Stored data:

PR #5197, opened 2022-06-07
fixed route53 rrset terraform suit

macnev2013:
## Fixed TF Test
- TestAccRoute53Record_basiac
- TestAccRoute53Record_underscored
- TestAccRoute53Record_disappears
- TestAccRoute53Record_Disappears_multipleRecords
- TestAccRoute53Record_Basic_fqdn
- TestAccRoute53Record_Basic_trailingPeriodAndZoneID
- TestAccRoute53Record_txtSupport
- TestAccRoute53Record_spfSupport
- TestAccRoute53Record_caaSupport
- TestAccRoute53Record_dsSupport
- TestAccRoute53Record_generatesSuffix
- TestAccRoute53Record_wildcard
- TestAccRoute53Record_failover
- TestAccRoute53Record_Weighted_basic
- TestAccRoute53Record_WeightedToSimple_basic
- TestAccRoute53Record_Alias_s3
- TestAccRoute53Record_Geolocation_basic
- TestAccRoute53Record_HealthCheckID_setIdentifierChange
- TestAccRoute53Record_HealthCheckID_typeChange
- TestAccRoute53Record_Latency_basic
- TestAccRoute53Record_typeChange
- TestAccRoute53Record_nameChange
- TestAccRoute53Record_setIdentifierChange
- TestAccRoute53Record_empty
- TestAccRoute53Record_longTXTrecord
- TestAccRoute53Record_doNotAllowOverwrite
- TestAccRoute53Record_allowOverwrite

## Fixes
- Added static getdnssec response
- updated error from `single_error` to `wrapped_error`
- added exception `HostedZoneNotEmpty` when trying to delete hosted zone with record
- updated response templates to be more inclined with AWS

### DIFF
--- a/moto/route53/responses.py
+++ b/moto/route53/responses.py
@@ -115,6 +115,20 @@ class Route53(BaseResponse):
             route53_backend.delete_hosted_zone(zoneid)
             return 200, headers, DELETE_HOSTED_ZONE_RESPONSE
 
+    def get_dnssec_response(self, request, full_url, headers):
+        # returns static response
+        # TODO: implement enable/disable dnssec apis
+        self.setup_class(request, full_url, headers)
+
+        parsed_url = urlparse(full_url)
+        method = request.method
+
+        zoneid = parsed_url.path.rstrip("/").rsplit("/", 2)[1]
+
+        if method == "GET":
+            route53_backend.get_dnssec(zoneid)
+            return 200, headers, GET_DNSSEC
+
     def rrset_response(self, request, full_url, headers):
         self.setup_class(request, full_url, headers)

Exercise objective:
Nothing outside the span should appear: transcribe the lines from the one containing "- TestAccRoute53Record_nameChange" through the last line of the records.

Response to the task:
- TestAccRoute53Record_nameChange
- TestAccRoute53Record_setIdentifierChange
- TestAccRoute53Record_empty
- TestAccRoute53Record_longTXTrecord
- TestAccRoute53Record_doNotAllowOverwrite
- TestAccRoute53Record_allowOverwrite

## Fixes
- Added static getdnssec response
- updated error from `single_error` to `wrapped_error`
- added exception `HostedZoneNotEmpty` when trying to delete hosted zone with record
- updated response templates to be more inclined with AWS

### DIFF
--- a/moto/route53/responses.py
+++ b/moto/route53/responses.py
@@ -115,6 +115,20 @@ class Route53(BaseResponse):
             route53_backend.delete_hosted_zone(zoneid)
             return 200, headers, DELETE_HOSTED_ZONE_RESPONSE
 
+    def get_dnssec_response(self, request, full_url, headers):
+        # returns static response
+        # TODO: implement enable/disable dnssec apis
+        self.setup_class(request, full_url, headers)
+
+        parsed_url = urlparse(full_url)
+        method = request.method
+
+        zoneid = parsed_url.path.rstrip("/").rsplit("/", 2)[1]
+
+        if method == "GET":
+            route53_backend.get_dnssec(zoneid)
+            return 200, headers, GET_DNSSEC
+
     def rrset_response(self, request, full_url, headers):
         self.setup_class(request, full_url, headers)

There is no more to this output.